The report showed that Congress needs to monitor these shifts better and ensure that the military is effective and efficient, Mr. Hosek said.
The report found signs of wasted spending. In many cases the military offered enlistment bonuses to people who signed up for jobs that were already overfilled. An Army recruiter in New York, who insisted on anonymity because he had not been authorized to speak to the news media, said it was not uncommon for noncombat positions to be opened up at the end of a tough recruiting month even the Army did not need more people to do the job.
As a result, the report found that shortfalls in many occupations were more severe than overall recruiting totals. The active-duty Army missed its target of 80,000 soldiers by 8 percent last year, but fell short of its goal for human intelligence experts by 35 percent.
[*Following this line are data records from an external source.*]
PR #446, opened 2022-12-09
fix(twilio-run): remove key/value check from env:import command

dkundel:
The `serverless:env:import` command wasn't working as expected because we had a check for `key` and `value` which aren't actually required. This appears to be a copy & paste mistake because those two flags aren't even used in the code.

**Contributing to Twilio**

### DIFF
--- a/packages/twilio-run/src/config/env/env-import.ts
+++ b/packages/twilio-run/src/config/env/env-import.ts
@@ -79,18 +79,6 @@ export async function getConfigFromFlags(
 
   let serviceName = await getServiceNameFromFlags(flags);
 
-  if (!flags.key) {
-    throw new Error(
-      'Missing --key argument. Please provide a key for your environment variable.'
-    );
-  }
-
-  if (!flags.value) {
-    throw new Error(
-      'Missing --value argument. Please provide a key for your environment variable.'
-    );
-  }
-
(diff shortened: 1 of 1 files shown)


packages/twilio-run/src/config/env/env-import.ts
```diff
@@ -79,18 +79,6 @@ export async function getConfigFromFlags(
...
 
-  if (!flags.key) {
-    throw new Error(
-      'Missing --key argument. Please provide a key for your environment variable.'
-    );
-  }
-
-  if (!flags.value) {
-    throw new Error(
-      'Missing --value argument. Please provide a key for your environment variable.'
```
gautam678, line 90: Should this be `value`?

gautam678 (approved):

packages/twilio-run/src/config/env/env-import.ts
dkundel: They are both not used so I'm just deleting the checks. They were copy & paste from the env-set.ts file which actually needs them.

gautam678: Oh nvm, I thought you were adding this 🙈

pthirumurthi (approved):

The Marine Corps, which reached its recruitment goal last year after missing a few monthly quotas, struggled to fill several positions. It hired only about three out of every four linguists for the Middle East and Asia that it said it needed for last year.
Even the Navy and Air Force, which met their annual targets for overall recruitment last year, could not find enough qualified people for several combat and intelligence positions, according to the report.
The war, several military experts said, has scared many young people away from dangerous work.
"Prospective recruits, when they think about rewards and sacrifices of military service, realize that some positions are simply a lot more dangerous than others," said Mr. Hosek, the personnel expert at RAND.
There are nonetheless some bright spots for the military in the G.A.O. analysis. Dr. Chu said there had been growth in the Special Forces ranks, thanks in part to a new bonus of $150,000 for those who qualify. He said bonuses were also part of the reason some jobs were overfilled.But some military experts doubt that these small triumphs will be enough to keep the ranks - and the right jobs - filled at a time of war.
"I'm not convinced that we can cap the problem," Mr. O'Hanlon said. "I think there's a strong possibility the situation could worsen."